I would expect any piece of software that allows me to input a text and ask it to count occurences of words to do so accurately.
You absolutely could count the number of times "wizard" was used if you had the book in front of you. Similarly the LLM does have the chapter available "to look at." Documents pasted in the context window aren't ethereal.
Part of the confusion here is that some people (apparently including you) use the word "LLM" to refer to the entire system that's built up around the language model itself, while others (like OP) are specifically referring to the large language model.
The large language model's context window absolutely is ephemeral. By the time inference is begun all you have is a giant vector that represents the context to date. This means that the model itself does not have the text available to look at, it only has the encoded "memory" of that text.
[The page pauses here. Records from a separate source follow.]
PR #4269, opened 2026-07-26
hal: Update halcmd to use the HAL query API and remove linkpp

### LINKED ISSUE #4265: RFC: Remove linkpp from halcmd
The `linkpp` command has been deprecated for over 19 years. The commit: https://github.com/LinuxCNC/linuxcnc/commit/38d6a090b9bd192cd09136af0ce6ddb8074e012b

It is still lurking in the code. May I please remove it?

BsAtHome:
This PR updates halcmd to use the HAL query API instead of hooking directly into HAL's private data structures. This update also touches the Tcl side (while building tcl/hal.so), which uses the same source files as halcmd.

Several functions in halcmd had their `char *` arguments changed to `const char *`. Also, some static buffers used with snprintf have been removed and replaced with std::string and fmt::format.

Interactive halcmd is supposed to use readline. However, this has been non-functional ever since the library got changed from libreadline into libedit. The changed define was not taken into account. This has been fixed and both interactive history and tab-completion work again. There are still problems in interactive mode, like exiting if a command fails instead of returning to the interactive prompt. That must be sorted out later.

There is no functional change, except a very small one in the halcmd save command. There was a trailing space when saving components. This space has been removed and the test (tests/save.0) has been updated.

This PR also removes the linkpp command, as discussed and fixes #4265.


src/hal/utils/halcmd_commands.cc
```diff
@@ -1690,527 +1398,444 @@ int do_loadusr_cmd(const char *args[])
...
+        int rvt = hal_getref_p(&qt);
+        int rvm = hal_getref_p(&qm);
+        if(!rvt && !rvm) {
+            // note that the scriptmode format string has no \n
+            halcmd_output((!scriptmode ? "%11ld  %-3s  %20s ( %8ld, %8ld )\n" : "%ld %s %s %8ld %ld"),
+                q->thread.period,
+                "YES",  // Always uses FP
+                q->name,
+                (long)hal_get_sint(qt.pp.ref.s),
+                (long)hal_get_sint(qm.pp.ref.s));
```
grandixximo: should this be should be `hal_get_si32` ?

src/hal/utils/halcmd_commands.cc
```diff
@@ -1690,527 +1398,444 @@ int do_loadusr_cmd(const char *args[])
...
+        if(q->comp.type == HAL_COMP_TYPE_USER) {
+            halcmd_output(" %5d %s", q->comp.pid, q->comp.ready ?  "ready" : "initializing");
+        } else {
+            halcmd_output(" %5s %s", "", q->comp.ready ?  "ready" : "initializing");
+        }
+        break;
+    case HAL_COMP_TYPE_OTHER: {
+        hal_query_t qc = {};
+        // Need to reacquire the component name
+        int rv = hal_comp_by_id(q->comp.comp_id, &qc);
```
grandixximo, line 1471: If the plan is for instances to return, this line will misprint.

show comp prints `INST <parent-driver> <instance-name>`

So this will print` INST child child` instead of` INST parent child`

Consider
`int rv = hal_comp_by_id(q->comp.comp_id & 0xffff, &qc);`

src/hal/utils/halcmd_commands.cc
```diff
@@ -2626,300 +2076,310 @@ int do_save_cmd(const char *type, char *filename)
...
-	}
-	next_thread = tptr->next_ptr;
+    hal_list_thread(&q, save_threads_cb, (void *)dst);
+}
+
+static int save_unconnected_input_pin_values_cb(hal_query_t *q, void *arg)
+{
+    FILE *fp = (FILE *)arg;
+    if(!q->pp.signal && (HAL_IN == q->pp.dir || HAL_IO == q->pp.dir)) {
+        fprintf(fp, "setp %s %s\n", q->name, querydata_refstr(q->pp.type, q->pp.ref).c_str());
```
grandixximo: Should this match `save_params` with the new `querydata_refstr_20` ?

src/hal/utils/halcmd_commands.cc
```diff
@@ -1227,174 +985,128 @@ int do_loadrt_cmd(char *mod_name, char *args[])
...
-	/* desired component not found */
-	halcmd_error("component '%s' is not loaded\n", mod_name);
-	return -1;
+    return 0;
+}
+
+int do_unloadrt_cmd(const char *mod_name)
+{
+    if(strcmp(mod_name, "all")) {
+        int rv = hal_comp_by_name(mod_name, NULL);
```
grandixximo: Could we use the type info the new code now has, to give a message that points the user to the actual problem, when the name is found but it is of the wrong type?
something like.
```
if(q.comp.type != HAL_COMP_TYPE_REALTIME) {
    halcmd_error("component '%s' is not a realtime component (try unloadusr instead)\n", mod_name);
    return -EINVAL;
}
```
The old "x is not loaded" and the current "unloadrt failed on x" are both kind of misleading.

BsAtHome: Sure. Just need to add a query arg to the hal_comp_by_name() and a check further down.

src/hal/utils/halcmd_commands.cc
BsAtHome: Indeed.

src/hal/utils/halcmd_commands.cc
BsAtHome: Yes.

src/hal/utils/halcmd_commands.cc
BsAtHome: The component type HAL_COMP_TYPE_OTHER (previously COMPONENT_TYPE_OTHER) is never assigned to a component's type field. So getting here is very hard.

The whole construct is messy. Using a `& 0xffff` on the component ID is unwarranted because it is set from the underlying rtapi shmem counter (at least in uspace). This counter is not a 16-bit value.

The only reason to use the construct is in the 'newinst' case, where a flag is added to the comp_id field. This code is not active and the way it is done is wrong. The code belongs in hal_lib and it should be solved differently. There should be a field in the hal_comp_t structure to point to the next component instance of this module (a comp_id linked list) and not a singular flag.

I've added some FIXME comments to both places.

BsAtHome:
@grandixximo Pushed the update. Have a look.

grandixximo:
lgtm

PR #4271, opened 2026-07-27
hal: Convert classicladder to getter/setter.

BsAtHome:
Move the classicladder HAL interface code over to getter/setter and the HAL query interface.


grandixximo:
lgtm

OP is simply saying that the underlying model is unsuitable for solving problems like this directly, so it makes a bad example for how models don't use their context effectively. A production grade AI agent should be able to solve problems like this, but it will likely do that through external scaffolding, not through improvements to the model itself, whereas improvements to the context window will probably need to occur at the model level.
Yeah. Humans can't count more than ~5 things intuitively; we have to run the "counting algorithm" in our heads. We just learn it so early in life that we don't really think of it as an algorithm. Not surprising at all that LLMs have the same limitation, but fortunately computers are extremely good at running algorithms once instructed to do so.
"The Harry Potter Problem" has the feel of a strawman. LLMs are not universal problem solvers. You still have to break down tasks or give it a framework for working things through. If you ask an LLM to produce a code snippet for word counting, it will do great. Maybe that isn't as sexy, but what are you really trying to achieve?